Penegasan Wacik ini seolah mendapat dukungan dari Menteri Keuangan Agus Martowardoyo, yang keesokan harinya (4/9/12) menjelaskan bahwa kenaikan TDL tersebut dilakukan agar subsidi listrik yang telah dianggarkan dapat digunakan secara efektif kepada masyarakat yang membutuhkan, dan pemerintah memiliki ruang fiskal untuk belanja infrastruktur.

Namun yang terpenting dari rencana kenaikan TDL ini menurut pengamat energi dan pertambangan Komaidi Notonegoro dari Reformainer Institute adalah bagaimana  seharusnya yang menjadi skala prioritas kenaikan BBM bukanlah kenaikan TDL,  karena masalah BBM dinilai lebih kompleks dibanding listrik.

"Bila dasarnya anggaran, itu yang seharusnya dilakukan karena listrik masih banyak yang bisa diperbaiki, bila pemakaian BBM bisa dikonversi dengan batubara dan program 10 ribu MW bisa selesai tepat waktu maka penghematan sudah cukup banyak," ujar Komaidi kepada Seruu.com, Rabu (6/9/2012).

Komaidi juga menuturkan ketika rencana kenaikan ini masih disesuaikan dengan beberapa program PLN yang sampai saat ini belum tuntas masyarakat bisa mengerti, namun bila tanpa ada effort untuk menuntaskan prgram tersebut ini sangat tidak fair bagi masyarakat.

"Memang dalam konteks bisnis ada perencanaan yang nggak baik dalam proyek 10.000 MW tahap 1 yang seharusnya tahun 2009 sudah operating, nyatanya sekarang sudah 2012 dan jelas terlambat.
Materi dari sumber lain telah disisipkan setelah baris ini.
PR #948, opened 2020-03-31
fix(artifact): more resilient app version parsing

emjburns:
This PR name might lead you to think that this is less hacky than before. It's not. It's just more wacky-input-safe.

### DIFF
--- a/keel-web/src/main/kotlin/com/netflix/spinnaker/keel/services/ApplicationService.kt
+++ b/keel-web/src/main/kotlin/com/netflix/spinnaker/keel/services/ApplicationService.kt
@@ -154,14 +154,25 @@ class ApplicationService(
   ): ArtifactVersionSummary =
     when (artifact.type) {
       deb -> {
-        val appversion = AppVersion.parseName(version)
-        ArtifactVersionSummary(
+        var summary = ArtifactVersionSummary(
           version = version,
           environments = environments,
-          displayName = appversion?.version ?: version.removePrefix("${artifact.name}-"),
-          build = if (appversion != null) BuildMetadata(id = appversion.buildNumber.toInt()) else null,
-          git = if (appversion != null) GitMetadata(commit = appversion.commit) else null
+          displayName = version.removePrefix("${artifact.name}-")
         )
+
+        // attempt to parse helpful info from the appversion.
+        // todo: replace, this is brittle
+        val appversion = AppVersion.parseName(version)
+        if (appversion?.version != null) {
+          summary = summary.copy(displayName = appversion.version)
+        }
+        if (appversion?.buildNumber != null) {
+          summary = summary.copy(build = BuildMetadata(id = appversion.buildNumber.toInt()))
+        }
+        if (appversion?.commit != null) {
+          summary = summary.copy(git = GitMetadata(commit = appversion.commit))
+        }
+        summary
       }
       docker -> {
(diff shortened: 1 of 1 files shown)


keel-web/src/main/kotlin/com/netflix/spinnaker/keel/services/ApplicationService.kt
```diff
@@ -154,14 +154,25 @@ class ApplicationService(
...
+        if (appversion?.version != null) {
+          summary = summary.copy(displayName = appversion.version)
+        }
+        if (appversion?.buildNumber != null) {
+          summary = summary.copy(build = BuildMetadata(id = appversion.buildNumber.toInt()))
+        }
+        if (appversion?.commit != null) {
+          summary = summary.copy(git = GitMetadata(commit = appversion.commit))
+        }
+        summary
```
luispollo: I'm failing to see how this is different from what you had before, other than setting `displayName` outside this block above. I find this format harder to read than the one with the property names and inline if statements to the left. It's also potentially copying the whole object 3 times over which I know is not a huge deal but I feel if we just let these spread they may become a problem.

lorin: I believe the current problem is that `appversion.buildNumber` is null for one of the artifacts, so the `appversion.buildNumber.toInt()` call fails.on line 162. In the new implementation, this call is guarded by a null chcek in line 169.

lorin:
I'd love to see a unit test against the problematic artifact version to verify that the code no longer throws an exception on it.

keel-web/src/main/kotlin/com/netflix/spinnaker/keel/services/ApplicationService.kt
```diff
@@ -154,14 +154,25 @@ class ApplicationService(
...
-          build = if (appversion != null) BuildMetadata(id = appversion.buildNumber.toInt()) else null,
-          git = if (appversion != null) GitMetadata(commit = appversion.commit) else null
+          displayName = version.removePrefix("${artifact.name}-")
         )
+
+        // attempt to parse helpful info from the appversion.
+        // todo: replace, this is brittle
+        val appversion = AppVersion.parseName(version)
+        if (appversion?.version != null) {
+          summary = summary.copy(displayName = appversion.version)
```
lorin: Do we ever expect  fields of `appversion` to be null during normal operation? IF not, I'd put a `WARN` level log statement with the  value of`version` that's parsed to make it easier to debug in the future.

keel-web/src/main/kotlin/com/netflix/spinnaker/keel/services/ApplicationService.kt
emjburns: Lorin is correct. Again, this code should be replaced in Q2.

keel-web/src/main/kotlin/com/netflix/spinnaker/keel/services/ApplicationService.kt
emjburns: we might fail, we might not fail if that's the case. it definitely puts us into a weird state. once we pull the appversion off the ami though it shouldn't be null. we don't rely on any of the other fields that i'm using here (if i remember correctly). Logging would probably be helpful, you're right.

PR #949, opened 2020-03-31
feat(api): Add stateless constraint information to artifact summary

### LINKED ISSUE #889: Surface stateless constraints for the UI via ArtifactSummaryInEnvironment
Similar to https://github.com/spinnaker/keel/issues/888, in order to show users information about stateless constraints in the UI we'll need to surface them via artifact summaries in the API. It seems to make the most sense for them to live within [the `ArtifactSummaryInEnvironment` class](https://github.com/spinnaker/keel/blob/368312c2962076c06c44465fe09937888f879707/keel-core/src/main/kotlin/com/netflix/spinnaker/keel/core/api/ArtifactSummary.kt#L25-L34).

Here's a rough sketch of what the JSON might look like:
```ts
{
  name: "test",
  state: "current",
  deployedAt: "2019-12-04T18:49:58.748Z",
  replacedAt: "2019-12-04T18:49:58.748Z",
  replacedBy: "keel-0.344.0-h280.966f877",
  statelessConstraints: [
    {
      type: "depends-on",
      currentlyPassing: true,
      attributes: {
        // arbitrary key/value metadata, like time windows for allowed-times
        // or the dependent environment for depends-on. Strongly typed by
        // constraint type so we can get type safety on the client
      }
    }
  ]
},
```

Given the way things are currently modeled, it's seeming like we'll want to differentiate between stateless and stateful constraints at the API level for a couple reasons:
- Stateless constraints don't really have a 'pending' or 'failed' condition the way stateful constraints do. They're either passing right now, or they're not. That might be bad, it might be good, but it could change the next time we check. It's worth being able to differentiate that (e.g. show grey/green visuals for stateless, and grey/blue/green/red for stateful depending on status)
- There's an important and useful contract we give constraints: stateful constraints only kick off once all the stateless constraints have been satisfied. This prevents things like kicking off a canary too soon, or prompting for manual judgement before a version has come up healthy in the previous environment. Keeping them separate for now allows us to visually order constraints in a way that matches their behavior

gal-yardeni:
Closes #889 
Adding stateless constraints info the artifact summary API.
an example of the output would be:
```json
              "statelessConstraints": [
                {
                  "type": "depends-on",
                  "currentlyPassing": true,
                  "attributes": {
                    "environment": "testing"
                  }
                },
                {
                  "type": "allowed-times",
                  "currentlyPassing": false,
                  "attributes": {
                    "windows": [
                      {
                        "days": "Wed",
                        "hours": "12-14"
                      }
                    ],
                    "tz": "America/Los_Angeles"
                  }
                }
              ]
```

### DIFF
--- a/keel-core/src/main/kotlin/com/netflix/spinnaker/keel/core/api/ArtifactSummary.kt
+++ b/keel-core/src/main/kotlin/com/netflix/spinnaker/keel/core/api/ArtifactSummary.kt
@@ -75,8 +75,6 @@ data class StatefulConstraintSummary(
 data class StatelessConstraintSummary(
   val type: String,
   val currentlyPassing: Boolean,
-  val status: ConstraintStatus? = null,
-  val comment: String? = null,
   val attributes: ConstraintMetadata? = null
 )
 
@@ -88,5 +86,5 @@ data class DependOnConstraintMetadata(
 
 data class AllowedTimesConstraintMetadata(
   val windows: List<TimeWindow>,
-  val tz: String? = null
+  val timezone: String? = null
 ) : ConstraintMetadata()
--- a/keel-core/src/main/kotlin/com/netflix/spinnaker/keel/core/api/ArtifactSummary.kt
+++ b/keel-core/src/main/kotlin/com/netflix/spinnaker/keel/core/api/ArtifactSummary.kt
@@ -56,7 +56,8 @@ data class ArtifactSummaryInEnvironment(
   val deployedAt: Instant? = null,
   val replacedAt: Instant? = null,
   val replacedBy: String? = null,
-  val statefulConstraints: List<StatefulConstraintSummary> = emptyList()
+  val statefulConstraints: List<StatefulConstraintSummary> = emptyList(),
+  val statelessConstraints: List<StatelessConstraintSummary?> = emptyList()
 )
 
 @JsonInclude(Include.NON_NULL)
@@ -69,3 +70,23 @@ data class StatefulConstraintSummary(
   val comment: String? = null,
   val attributes: ConstraintStateAttributes? = null
 )
+
+@JsonInclude(Include.NON_NULL)
+data class StatelessConstraintSummary(
+  val type: String,
+  val currentlyPassing: Boolean,
+  val status: ConstraintStatus? = null,
+  val comment: String? = null,
+  val attributes: ConstraintMetadata? = null
+)
+
+abstract class ConstraintMetadata(val type: String)
+
+data class DependOnConstraintMetadata(
+  val environment: String
+) : ConstraintMetadata("depends-on")
+
+data class AllowedTimesConstraintMetadata(
+  val windows: List<TimeWindow>,
+  val tz: String? = null
+) : ConstraintMetadata("allowed-times")
--- a/keel-core/src/main/kotlin/com/netflix/spinnaker/keel/core/api/ArtifactSummary.kt
+++ b/keel-core/src/main/kotlin/com/netflix/spinnaker/keel/core/api/ArtifactSummary.kt
@@ -80,13 +80,13 @@ data class StatelessConstraintSummary(
   val attributes: ConstraintMetadata? = null
 )
 
-abstract class ConstraintMetadata(val type: String)
+abstract class ConstraintMetadata()
 
 data class DependOnConstraintMetadata(
   val environment: String
-) : ConstraintMetadata("depends-on")
+) : ConstraintMetadata()
 
 data class AllowedTimesConstraintMetadata(
   val windows: List<TimeWindow>,
   val tz: String? = null
-) : ConstraintMetadata("allowed-times")
+) : ConstraintMetadata()
--- a/keel-web/src/main/kotlin/com/netflix/spinnaker/keel/services/ApplicationService.kt
+++ b/keel-web/src/main/kotlin/com/netflix/spinnaker/keel/services/ApplicationService.kt
@@ -38,14 +38,14 @@ import org.springframework.stereotype.Component
 @Component
 class ApplicationService(
   private val repository: KeelRepository,
-  private val constraints: List<ConstraintEvaluator<*>>
+  private val constraintEvaluators: List<ConstraintEvaluator<*>>
 ) {
   private val log by lazy { LoggerFactory.getLogger(javaClass) }
-  private val explicitConstraints: List<ConstraintEvaluator<*>> = constraints.filter { !it.isImplicit() }
-  private val statefulEvaluators: List<ConstraintEvaluator<*>> = explicitConstraints
+  private val explicitConstraintEvaluators: List<ConstraintEvaluator<*>> = constraintEvaluators.filter { !it.isImplicit() }
+  private val statefulEvaluators: List<ConstraintEvaluator<*>> = explicitConstraintEvaluators
     .filterIsInstance<StatefulConstraintEvaluator<*>>()
 
-  private val statelessEvaluators = explicitConstraints - statefulEvaluators
+  private val statelessEvaluators = explicitConstraintEvaluators - statefulEvaluators
 
   fun hasManagedResources(application: String) = repository.hasManagedResources(application)
 
@@ -177,8 +177,8 @@ class ApplicationService(
           type = constraint.type,
           currentlyPassing = it.canPromote(artifact, version = version, deliveryConfig = deliveryConfig, targetEnvironment = environment),
           attributes = when (constraint) {
-              is DependsOnConstraint -> DependOnConstraintMetadata(constraint.environment)
-              is TimeWindowConstraint -> AllowedTimesConstraintMetadata(constraint.windows, constraint.tz)
+            is DependsOnConstraint -> DependOnConstraintMetadata(constraint.environment)
+            is TimeWindowConstraint -> AllowedTimesConstraintMetadata(constraint.windows, constraint.tz)
             else -> null
           }
         )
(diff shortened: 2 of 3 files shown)


keel-web/src/main/kotlin/com/netflix/spinnaker/keel/services/ApplicationService.kt
```diff
@@ -30,9 +33,15 @@ import org.springframework.stereotype.Component
  */
 @Component
 class ApplicationService(
-  private val repository: KeelRepository
+  private val repository: KeelRepository,
+  private val constraints: List<ConstraintEvaluator<*>>
 ) {
   private val log by lazy { LoggerFactory.getLogger(javaClass) }
+  private val explicitConstraints: List<ConstraintEvaluator<*>> = constraints.filter { !it.isImplicit() }
```
gal-yardeni: the part of filtering out the right evaluators is pretty much taken from `EnvironmentPromotionChecker` class. Any suggestions on how to make it prettier?

luispollo: Looks readable enough to me. I didn't even know `isImplicit()` was a thing (probably new?). 😃

keel-web/src/main/kotlin/com/netflix/spinnaker/keel/services/ApplicationService.kt
```diff
@@ -30,9 +37,15 @@ import org.springframework.stereotype.Component
  */
 @Component
 class ApplicationService(
-  private val repository: KeelRepository
+  private val repository: KeelRepository,
+  private val constraints: List<ConstraintEvaluator<*>>
```
luispollo: For naming consistency:
```suggestion
  private val constraintEvaluators: List<ConstraintEvaluator<*>>
```

keel-web/src/main/kotlin/com/netflix/spinnaker/keel/services/ApplicationService.kt
```diff
@@ -30,9 +37,15 @@ import org.springframework.stereotype.Component
...
 ) {
   private val log by lazy { LoggerFactory.getLogger(javaClass) }
+  private val explicitConstraints: List<ConstraintEvaluator<*>> = constraints.filter { !it.isImplicit() }
```
luispollo: For naming consistency:
```suggestion
  private val explicitConstraintEvaluators: List<ConstraintEvaluator<*>> = constraints.filter { !it.isImplicit() }
```

keel-web/src/main/kotlin/com/netflix/spinnaker/keel/services/ApplicationService.kt
```diff
@@ -97,10 +110,12 @@ class ApplicationService(
               )
             }?.let { artifactSummaryInEnvironment ->
               addStatefulConstraintSummaries(artifactSummaryInEnvironment, deliveryConfig, environment, version)
-              // TODO: add stateless constraint summaries
-            }?.also { artifactSummaryInEnvironment ->
-              artifactSummariesInEnvironments.add(artifactSummaryInEnvironment)
             }
+              ?.let { artifactSummaryInEnvironment ->
```
luispollo: You don't need the extra `.let` here -- you can just call `addStatelessConstraintSummaries` right below `addStatefulConstraintSummaries` above, where the `//TODO` was.

keel-web/src/main/kotlin/com/netflix/spinnaker/keel/services/ApplicationService.kt
```diff
@@ -142,6 +157,39 @@ class ApplicationService(
...
+   * Adds details about any stateless constraints in the given environment to the [ArtifactSummaryInEnvironment].
+   */
+  private fun addStatelessConstraintSummaries(
+    artifactSummaryInEnvironment: ArtifactSummaryInEnvironment,
+    deliveryConfig: DeliveryConfig,
+    environment: Environment,
+    version: String,
+    artifact: DeliveryArtifact
+  ): ArtifactSummaryInEnvironment {
+    val statelessConstraints: List<StatelessConstraintSummary?> = environment.constraints.filter { constraint ->
```
luispollo: Why the `?` for the type of the list items? There shouldn't be any nulls in the list, right?

keel-web/src/main/kotlin/com/netflix/spinnaker/keel/services/ApplicationService.kt
```diff
@@ -142,6 +157,39 @@ class ApplicationService(
...
+      constraint !is StatefulConstraint
+    }.map { constraint ->
```
luispollo: You can use `.mapNotNull` here, then you won't have any nulls in your list above.

luispollo:
@gal-yardeni Just a heads-up that @emjburns was planning to replace `ApplicationControllerTests` with a new `ApplicationServiceTests` class in #942 since it's simpler to work with tests if you don't need to have a full Spring context loaded, MVC mocked, etc. Depending on which of you merges first, you'll have some conflicts to resolve.

keel-web/src/main/kotlin/com/netflix/spinnaker/keel/services/ApplicationService.kt
gal-yardeni: Yep it's pretty new, Emily added it in one of her previous prs.

keel-web/src/main/kotlin/com/netflix/spinnaker/keel/services/ApplicationService.kt
gal-yardeni: actually I've tried it! but when doing so, the StatefulConstraint got disappeared!

keel-web/src/main/kotlin/com/netflix/spinnaker/keel/services/ApplicationService.kt
gal-yardeni: the `find` can still return null, so the compiler is asking me to play it safe

keel-web/src/main/kotlin/com/netflix/spinnaker/keel/services/ApplicationService.kt
gal-yardeni: Tried changing it and it still didn't help with reducing the `null` checks..

keel-core/src/main/kotlin/com/netflix/spinnaker/keel/core/api/ArtifactSummary.kt
```diff
@@ -69,3 +70,23 @@ data class StatefulConstraintSummary(
...
+)
+
+abstract class ConstraintMetadata()
+
+data class DependOnConstraintMetadata(
+  val environment: String
+) : ConstraintMetadata()
+
+data class AllowedTimesConstraintMetadata(
+  val windows: List<TimeWindow>,
```
erikmunson: does this preserve whatever string format existed on the persisted delivery config itself? i.e. if they put in `2-20` as the `hours` string will it be represented exactly like that?

keel-core/src/main/kotlin/com/netflix/spinnaker/keel/core/api/ArtifactSummary.kt
```diff
@@ -69,3 +70,23 @@ data class StatefulConstraintSummary(
   val comment: String? = null,
   val attributes: ConstraintStateAttributes? = null
 )
+
+@JsonInclude(Include.NON_NULL)
+data class StatelessConstraintSummary(
+  val type: String,
+  val currentlyPassing: Boolean,
+  val status: ConstraintStatus? = null,
+  val comment: String? = null,
```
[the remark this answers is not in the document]
gal-yardeni: I left it here if we decide to add it in the future, but I can take it off :)

keel-core/src/main/kotlin/com/netflix/spinnaker/keel/core/api/ArtifactSummary.kt
erikmunson: nevermind — just noticed your updated PR description has an example with a dashedd.

I'm not sure whether it's appropriate to do it in this PR or not, but for UI purposes it'd be better to split this up into a more structured object, e.g.:
```js
{
  "days": "Wed",
  "hours": {
    from: "12"
    to: "14"
  }
}
```

gal-yardeni: yes, it does.. do you prefer it to be shown differently?

emjburns:
@luispollo I'll be resolving the conflicts :) it's my lucky day!

keel-core/src/main/kotlin/com/netflix/spinnaker/keel/core/api/ArtifactSummary.kt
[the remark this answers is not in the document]
emjburns: Correct - `comment` and `status` are only for stateful

keel-core/src/main/kotlin/com/netflix/spinnaker/keel/core/api/ArtifactSummary.kt
erikmunson: I'm gonna open a GH issue for this as I don't think it's critical to getting things working — but I would like to make the attributes data for these much more structured before we fully move on from working on constraint APIs so it doesn't stay this way forever :D

keel-core/src/main/kotlin/com/netflix/spinnaker/keel/core/api/ArtifactSummary.kt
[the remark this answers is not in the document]
gal-yardeni: removed!

keel-core/src/main/kotlin/com/netflix/spinnaker/keel/core/api/ArtifactSummary.kt
gal-yardeni: Yeah, I agree with you - I prefer it more structured as well. I can make the change in a separate pr.

erikmunson: 👍 thanks gal!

Sepertinya juga terjadi deal-deal politik di proyek ini," terangnya.

Disinggung kenaikan TDL untuk kapasitas listrik diatas 450 Kwh, Komaidi menilai pemerintah menggunakan pertimbangan besarnya penghematan APBN yang didapat, bukan dari faktor ekonomi yang jelas nanti akan berpengaruh terhadap industri yaitu terjadinya inflasi.

Karena di Indonesia sendiri ada 160 sektor yang terkait listrik, maka pemerintah perlu melakukan perhitungan yang berbeda dari sektor ekonomi agar kenaikan ini menjadi keputusan yang tidak merugikan dari berbagai faktor.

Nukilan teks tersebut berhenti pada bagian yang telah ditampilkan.